We will use the Neural Network with a Hidden Layer Noise as an example for the grid search. We need to create a function with the model to search for the best value for noise.
def create_model(nodes, noise_amount):
# Create model
model_noise_hid = Sequential()
# GaussianLayer with standard deviation of 0.01
model_noise_hid.add(Dense(nodes, input_dim = X_train.shape[1]))
model_noise_hid.add(GaussianNoise(noise_amount))
model_noise_hid.add(Activation('relu'))
model_noise_hid.add(Dense(1, activation='sigmoid'))
model_noise_hid.compile(loss='binary_crossentropy', optimizer='adam', metrics=['accuracy'])
return model_noise_hid
Grid Search — Hidden Layer Noise
We have created a dictionary called grid_values that contains the range of values for each parameter of the model. Finally, we insert our model create_model() in the wrapper called KerasClassifier which implements the Scikit-Learn classifier interface.
from sklearn.model_selection import GridSearchCV
from keras.wrappers.scikit_learn import KerasClassifier
# Grid values
grid_values = {'noise_amount':[0.001, 0.01, 0.1, 0.2, 0.7, 1],
'nodes': [50, 100, 300, 500]}
model = KerasClassifier(build_fn=create_model, epochs=5000, verbose=0, )
# Run GridSearch - It takes time
grid_model_hidden_acc = GridSearchCV(model, param_grid = grid_values)
grid_model_hidden_acc.fit(X_train, y_train)
# Plot Results
print("Best: %f using %s" % (grid_model_hidden_acc.best_score_, grid_model_hidden_acc.best_params_))
means = grid_model_hidden_acc.cv_results_['mean_test_score']
stds = grid_model_hidden_acc.cv_results_['std_test_score']
params = grid_model_hidden_acc.cv_results_['params']
for mean, stdev, param in zip(means, stds, params):
print("%f (%f) with: %r" % (mean, stdev, param))
Calculate GridSearch
Best: 0.833333 using {'nodes': 300, 'noise_amount': 0.001} 0.766667 (0.133333)
with: {'nodes': 50, 'noise_amount': 0.001} 0.766667 (0.133333)
with: {'nodes': 50, 'noise_amount': 0.01} 0.766667 (0.133333)
with: {'nodes': 50, 'noise_amount': 0.1} 0.766667 (0.081650)
with: {'nodes': 50, 'noise_amount': 0.2} 0.700000 (0.066667)
with: {'nodes': 50, 'noise_amount': 0.7} 0.633333 (0.124722)
with: {'nodes': 50, 'noise_amount': 1} 0.800000 (0.163299)
with: {'nodes': 100, 'noise_amount': 0.001} 0.800000 (0.163299)
with: {'nodes': 100, 'noise_amount': 0.01} 0.766667 (0.133333)
with: {'nodes': 100, 'noise_amount': 0.1} 0.800000 (0.124722)
with: {'nodes': 100, 'noise_amount': 0.2} 0.766667 (0.169967)
with: {'nodes': 100, 'noise_amount': 0.7} 0.666667 (0.105409)
with: {'nodes': 100, 'noise_amount': 1} 0.833333 (0.149071)
with: {'nodes': 300, 'noise_amount': 0.001} 0.800000 (0.163299)
with: {'nodes': 300, 'noise_amount': 0.01} 0.766667 (0.133333)
with: {'nodes': 300, 'noise_amount': 0.1} 0.833333 (0.105409)
with: {'nodes': 300, 'noise_amount': 0.2} 0.666667 (0.105409)
with: {'nodes': 300, 'noise_amount': 0.7} 0.633333 (0.124722)
with: {'nodes': 300, 'noise_amount': 1} 0.800000 (0.163299)
with: {'nodes': 500, 'noise_amount': 0.001} 0.800000 (0.163299)

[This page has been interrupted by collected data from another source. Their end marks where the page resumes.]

PR #14776, opened 2026-09-15
mm: keep ranges unmapped during cuda-checkpoint reserved until restore

botirkhaltaev:
## Problem

When gVisor drives `cuda-checkpoint`, the save toggle makes libcuda `munmap` the process's GPU memory mappings, and the restore toggle maps them back at their original addresses with `MAP_FIXED` ([cuda-checkpoint README](https://github.com/NVIDIA/cuda-checkpoint): "GPU memory mappings are restored at their original addresses").

`cuda-checkpoint` does not stop the process's CPU threads. So between the two toggles — including across the checkpoint itself and while `postResumeCuda` is in flight after restore — the application keeps running, and any non-fixed mapping it creates (thread stacks, malloc arenas, `dlopen`) may be placed in the freed ranges. libcuda's `MAP_FIXED` then silently replaces it, and the thread later crashes on a zeroed stack. 4eeb780 (prefer reusing recently unmapped areas) makes this much more likely to hit in practice.

`SigsegvLock` does not help here: it defers faults on not-yet-remapped pages, but it cannot stop new mappings from landing in the hole.

## Fix

Add a per-`MemoryManager` reserved range set, excluded from placement while a cuda-checkpoint is in progress:

- `mm.go` / `reserved.go`: savable `reservedRanges` (generic segment set) + `reserveOnUnmap` flag, guarded by `mappingMu`.
- `syscalls.go`: `MUnmap` records each unmapped range while the flag is set. `Brk` refuses to grow into a reserved range. New `SetReserveOnUnmap` / `ClearReservedAddrRanges`.
- `vma.go`: `findLowestAvailableLocked` / `findHighestAvailableLocked` walk the unreserved pieces of each gap; a non-fixed hint that overlaps a reservation falls through to the search. The `MAP_FIXED` (`opts.Unmap`) early return is unchanged, so libcuda's restore lands exactly where it did before.
- `control/state_cuda.go`: `preSaveCuda` enables recording around the save toggle; `postResumeCuda` clears reservations after the restore toggle (and on failure paths).

Reservations are saved with the `MemoryManager`, so they survive the checkpoint. Only the gVisor-managed cuda-checkpoint path is affected; the set is empty otherwise and the placement fast path is untouched.

Over-reserving unrelated app `munmap`s during the toggle window is harmless — the VA is simply unavailable until the restore toggle completes.

## Testing

- New `mm_test.go` cases: reserved range skipped by anonymous `mmap` in both placement directions, `MAP_FIXED` into it succeeds, non-fixed hint into it is redirected, `brk` refuses to grow into it, cleared after `ClearReservedAddrRanges`.
- `bazel test //pkg/sentry/mm:mm_test` passes; `//pkg/sentry/mm`, `//pkg/sentry/control`, `//runsc` build clean incl. nogo.
- [ ] End-to-end validation against a CUDA workload that spawns threads during restore (pending).

Draft while the end-to-end check is pending.


botirkhaltaev:
Moving this to our fork; not proposing it upstream at this point.

PR #14808, opened 2026-09-17
Connect to host unix sockets with the application's supplementary groups

dany74q:
Sends the application's supplementary groups to the gofer in a new ConnectWithGroups message and applies them around the existing uid and gid switch, so a host unix socket reachable only through a supplementary group connects as it does on Linux.


dany74q:
small ping @EtiennePerot @fvoznika @ayushr2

with: {'nodes': 500, 'noise_amount': 0.01} 0.800000 (0.124722)
with: {'nodes': 500, 'noise_amount': 0.1} 0.833333 (0.105409)

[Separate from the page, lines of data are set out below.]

PR #14817, opened 2026-09-17
Implement --device-map in cuda-checkpoint restore

luiscape:
When a sandbox is restored onto different GPUs than it was checkpointed on, nvproxy already remaps device FDs and `NV01_DEVICE_0` allocations, but `cuda-checkpoint` was still resumed with plain `--toggle`, relying on CUDA enumerating devices in the same minor-sorted order on both hosts (this was under `FIXME: b/460451448`).

This change passes the remapping explicitly via `--device-map oldUuid=newUuid,...`. Because `--toggle` accepts but silently ignores `--device-map` (verified against libcuda 615; the help text and "only allowed for restore action" check are identical in 580 and 610), I am changing to use `--action restore --device-map` followed by `--action unlock` but only when the target GPU on restore is different (aka identity case). The identity case keeps using `--toggle`, so existing same-GPU checkpoint/restore is unchanged.

Restores onto different GPUs with a driver older than R580 now fail explicitly instead of silently landing on the wrong devices.

Verified end-to-end on a 4-GPU host: GPU 0→1, {0,1}→{3,2}, identity, and the stale-map scenario.

Assisted by: Claude


pkg/sentry/control/state_cuda.go
```diff
@@ -409,12 +464,15 @@ func toggleCudaProcs(sctx context.Context, k *kernel.Kernel, cudaCheckpointPath
...
 	if len(errs) > 0 {
-		// If any cuda-checkpoint process failed, we need to undo the --toggle
-		// operation for all the successful ones to restore the original state.
-		// This is best-effort.
+		if len(undoOp.args) == 0 {
+			return errors.Join(errs...)
+		}
+		// If any cuda-checkpoint process failed, we need to undo the operation
+		// for all the successful ones to restore the original state. This is
+		// best-effort.
```
ayushr2: IDK why we have this. I think it makes sense to do this on `checkpoint`, since if there is a failure in moving `running` -> `checkpointed`, we want to move back all the `checkpointed` procs to `running` before returning the error to `runsc checkpoint`. And then the application can continue.

But here we are failing to convert `checkpointed` to `running`. And we re-checkpoint procs on failure. The app won't be able to progress. On resume/restore, if the action fails, we should just return the error. If `runsc resume` or `runsc restore` fails, it is evident that the sandbox can't proceed.

The effect this will have is that `cudaCheckpointCheckpoint` can be deleted. This would also help resolve the code-smell that line 185 above is passing `cudaCheckpointOp{}`. Maybe pass `nil` to indicate "no need to undo"

pkg/sentry/control/state_cuda.go
```diff
@@ -153,27 +154,78 @@ func postResumeCuda(k *kernel.Kernel, timeline *timing.Timeline) error {
...
+	args []string
+	// desc is a short description of the operation for logging. It should not
+	// include large arguments such as device maps.
+	desc string
+}
+
+var (
+	cudaCheckpointToggle = cudaCheckpointOp{
+		args: []string{"--toggle"},
+		desc: "--toggle",
```
ayushr2: nit: `desc` should be shorter, since it's being plumbed into the timeline and it will make the column width large. And with multi-GPU, the timeline is so wide because of so many async goroutines, it barely fits on large screens (@EtiennePerot how do we fix this?)

maybe use desc like:
- "toggle"
- "get-state"
- "restore"
- "unlock"

pkg/sentry/kernel/kernel_restore.go
```diff
@@ -71,6 +71,25 @@ func (k *Kernel) PopCheckpointState(key any) any {
...
+
+// PopCudaRestoreDeviceMap returns the value set by SetCudaRestoreDeviceMap
+// and clears it. It returns "" if no device map was set.
+func (k *Kernel) PopCudaRestoreDeviceMap() string {
+	k.checkpointMu.Lock()
+	defer k.checkpointMu.Unlock()
+	dm := k.cudaRestoreDeviceMap
+	k.cudaRestoreDeviceMap = ""
+	return dm
+}
```
ayushr2: This feels a bit odd. This mechanism is usually used to save arbitrary state across checkpoint/restore. It shoves the object into the kernel, and the kernel object is part of the snapshot.

The `nvproxy.DeviceRemapping` object is created only on restore. It is created in [here](https://cs.opensource.google/gvisor/gvisor/+/master:runsc/boot/restore.go;l=508;drc=a6f83a9ec929fa228693598fa578e2a152e4f87d). I think we need to plumb it properly to [`postRestore()`](https://cs.opensource.google/gvisor/gvisor/+/master:runsc/boot/restore.go;l=632;drc=a6f83a9ec929fa228693598fa578e2a152e4f87d) goroutine. Note that we should probably not pass the context itself, since I am not sure if the context is expected to be leaked to goroutines that way. We should replace `prepareNvproxyRestoreContextLocked()` with a function which returns `nvproxy.DeviceRemapping`, then put that into the context there. And pass `nvproxy.DeviceRemapping` into the goroutine as an argument.

postResume() should pass `nil` for *nvproxy.DeviceRemapping. only postRestore should pass that.

This will help cleanup some more state.

pkg/sentry/control/state_cuda.go
luiscape: Makes sense -- there's no point in attempting to revert the state of a checkpointed because the app will continue to be stuck and fail to restore.

pkg/sentry/control/state_cuda.go
```diff
@@ -140,40 +144,124 @@ func cudaProcs(sctx context.Context, k *kernel.Kernel, cudaCheckpointPath string
...
 
-func postRestoreCuda(k *kernel.Kernel, timeline *timing.Timeline) error {
-	return postResumeCuda(k, timeline)
-}
-
-func postResumeCuda(k *kernel.Kernel, timeline *timing.Timeline) error {
+// postResumeCuda resumes CUDA processes that were checkpointed by
+// preSaveCuda. nvproxyRemapping is non-nil only when called after a restore
+// that remapped GPUs.
+func postResumeCuda(k *kernel.Kernel, timeline *timing.Timeline, nvproxyRemapping *nvproxy.DeviceRemapping) error {
```
ayushr2: nit: can we rename this to be `postRestoreCuda`? Feels a bit odd that a cuda resume function has remapping stuff. `PostResume()` calling `postRestoreCuda()` with nil  `nvproxyRemapping` is readable.

Similarly, rename `resumeCudaProcs()` => `restoreCudaProcs()`, it's also consistent with `--action restore` on `cuda-checkpoint`

pkg/sentry/control/state_cuda.go
```diff
@@ -140,40 +144,124 @@ func cudaProcs(sctx context.Context, k *kernel.Kernel, cudaCheckpointPath string
...
 	cudaCheckpointPath := cudaCheckpointPathVal.(string)
 	cudaCheckpointSequential := k.PopCheckpointState(cudaCheckpointSequentialKey).(bool)
 	cudaProcs := k.PopCheckpointState(cudaProcsKey).([]*kernel.ThreadGroup)
+	var deviceMap string
+	if nvproxyRemapping != nil {
+		var err error
+		if deviceMap, err = cudaCheckpointDeviceMap(nvproxyRemapping); err != nil {
+			return err
+		}
+	}
```
ayushr2: nit: move this to into resumeCudaProcs()? Cleaner to do:
```
	restoreOp := cudaCheckpointOp{
		args: []string{"--action", "restore"},
		desc: "restore",
	}
	if deviceMap := cudaCheckpointDeviceMap(nvproxyRemapping); len(deviceMap) > 0 {
		restoreOp = append(restoreOp, "--device-map", deviceMap)
	}
```

pkg/sentry/control/state_cuda.go
```diff
@@ -140,40 +144,124 @@ func cudaProcs(sctx context.Context, k *kernel.Kernel, cudaCheckpointPath string
...
+// cudaCheckpointDeviceMap returns the value to pass to cuda-checkpoint's
+// --device-map flag to restore CUDA state checkpointed on dr's old devices
+// onto its new devices, in the format "oldUuid1=newUuid1,oldUuid2=newUuid2".
+// cuda-checkpoint requires the map to list all checkpointed devices, so all
+// saved devices are included even if only some are remapped. It returns ""
+// if the remapping is an identity, in which case no device map is needed.
+func cudaCheckpointDeviceMap(dr *nvproxy.DeviceRemapping) (string, error) {
+	identity := true
+	pairs := make([]string, 0, len(dr.OldDeviceByMinor))
+	for _, oldMinor := range slices.Sorted(maps.Keys(dr.OldDeviceByMinor)) {
```
ayushr2, line 179: why do we need to sort here? Does `cuda-checkpoint` have any such requirement?

pkg/sentry/control/state_cuda.go
```diff
@@ -140,40 +144,124 @@ func cudaProcs(sctx context.Context, k *kernel.Kernel, cudaCheckpointPath string
...
+	return runCudaCheckpointOp(sctx, k, cudaCheckpointPath, cudaProcs, timeline, sequential, cudaCheckpointUnlock, nil)
+}
+
+// cudaCheckpointOp describes an operation to perform with cuda-checkpoint.
+type cudaCheckpointOp struct {
+	// args are the arguments to cuda-checkpoint that specify the operation, not
+	// including --pid.
+	args []string
+	// desc is a short name for the operation, used in logs and timeline names.
+	// Keep it terse: it appears once per CUDA process in the restore timeline.
```
ayushr2: nit: delete this comment line

pkg/sentry/control/state_cuda.go
```diff
@@ -140,40 +144,124 @@ func cudaProcs(sctx context.Context, k *kernel.Kernel, cudaCheckpointPath string
...
+	if identity {
+		return "", nil
+	}
+	return strings.Join(pairs, ","), nil
+}
+
+// resumeCudaProcs resumes CUDA state in all of the given (currently
+// checkpointed) CUDA processes. If deviceMap is non-empty, it is passed to
+// cuda-checkpoint's --device-map flag so that CUDA state is restored onto
+// different GPUs than it was checkpointed on.
```
ayushr2: Consequently we can get rid of this comment about "If deviceMap is non-empty..."

ayushr2 (approved):
Approved with nits!

pkg/sentry/control/state_cuda.go
luiscape: This isn't a requirement by `cuda-checkppint` but the sort makes the order deterministic which helps both the log line and for the unit test, which compares the exact string. I can drop this sort but found easier to grep the exact same log line across runs.

ayushr2: Makes sense.

ayushr2 (approved):

pkg/sentry/control/state.go
```diff
@@ -352,13 +353,14 @@ func PostResume(k *kernel.Kernel, timeline *timing.Timeline) error {
 		return err
 	}
 
-	return postResumeCuda(k, timeline)
+	return postRestoreCuda(k, timeline, nil)
```
parth-opensrc, line 356: Should this be `nil`?

ayushr2: Yes, this is PostResume(). There is no GPU remapping here. The exact same set of GPUs are being used to resume the existing container.

parth-opensrc: Thanks!!

parth-opensrc (approved):

PR #14824, opened 2026-09-18
`runsc/sandbox`: Cap the sentry's GOMAXPROCS during early boot

ruanjinjie-eng:
The sentry's early boot performs a lot of blocking work, and with a large GOMAXPROCS the Go runtime creates one OS thread per blocked goroutine. On a many-core host this leaves dozens of OS threads alive before the boot command even starts (37 on a 128-CPU host).

Several early boot steps operate on every OS thread, most expensively trimming the capability bounding set: PR_CAPBSET_DROP must be applied to each thread, and every call goes through syscall.AllThreadsSyscall6, which stops the world and signals every thread. The thread count therefore dominates this step, which took ~12.5ms.

Start the sentry with GOMAXPROCS capped at min(NumCPU, 8). The sentry raises GOMAXPROCS to the configured value once the Loader is created (runsc/boot/loader.go), so this only bounds the thread count during the early boot window. This drops the thread count at bounding-set trim time from ~37 to ~6, and the trim from ~12.5ms to ~1.6ms, saving ~20ms of end-to-end sandbox startup on a 128-CPU host.

Assisted-by: DeepSeek:DeepSeek-V3


ayushr2:
This is very interesting. Thanks for the good work!

> the trim from ~12.5ms to ~1.6ms, saving ~20ms of end-to-end sandbox startup on a 128-CPU host.

Can you elaborate on this? We save ~10ms on capability bounding set trimming. Where are the remaining savings coming from?

EtiennePerot (changes requested):
Thanks for this PR. I have a version of this I haven't sent a PR for yet that's a bit more elaborate, but takes advantage of the same underlying mechanism (the capability set update is faster at low thread counts) so I can confirm the effect this PR is likely to have is real.

However, this PR has the disadvantages that:

- Reduces maximum concurrency for the startup operations beyond the capability set updates, which do benefit from parallelism
- Uses `8` as a magic value, I'm not convinced it is the best value for all cases (would need testing on a variety of setups to find out).
- Needs updating the sandbox posture test and another test (I forget which) that imposes a whitelist on the set of env vars the `runsc boot` process is allowed to have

with: {'nodes': 500, 'noise_amount': 0.2} 0.600000 (0.133333)
with: {'nodes': 500, 'noise_amount': 0.7} 0.600000 (0.133333)
with: {'nodes': 500, 'noise_amount': 1}
We can see that the best results were achieved with a network with 300 neurons in the hidden layer and with noise_amount=0.001 with an accuracy of about 83%.
Future Experiments
We can improve this experiment of adding noise as regularization method with the next ideas:
- Add more layers with noise to study his effect.
- Repeat the same experiments with a deeper neural network.
- Study the effect of noise as a regularization method in a model without overfitting.
- Try to add noise to activations and weights.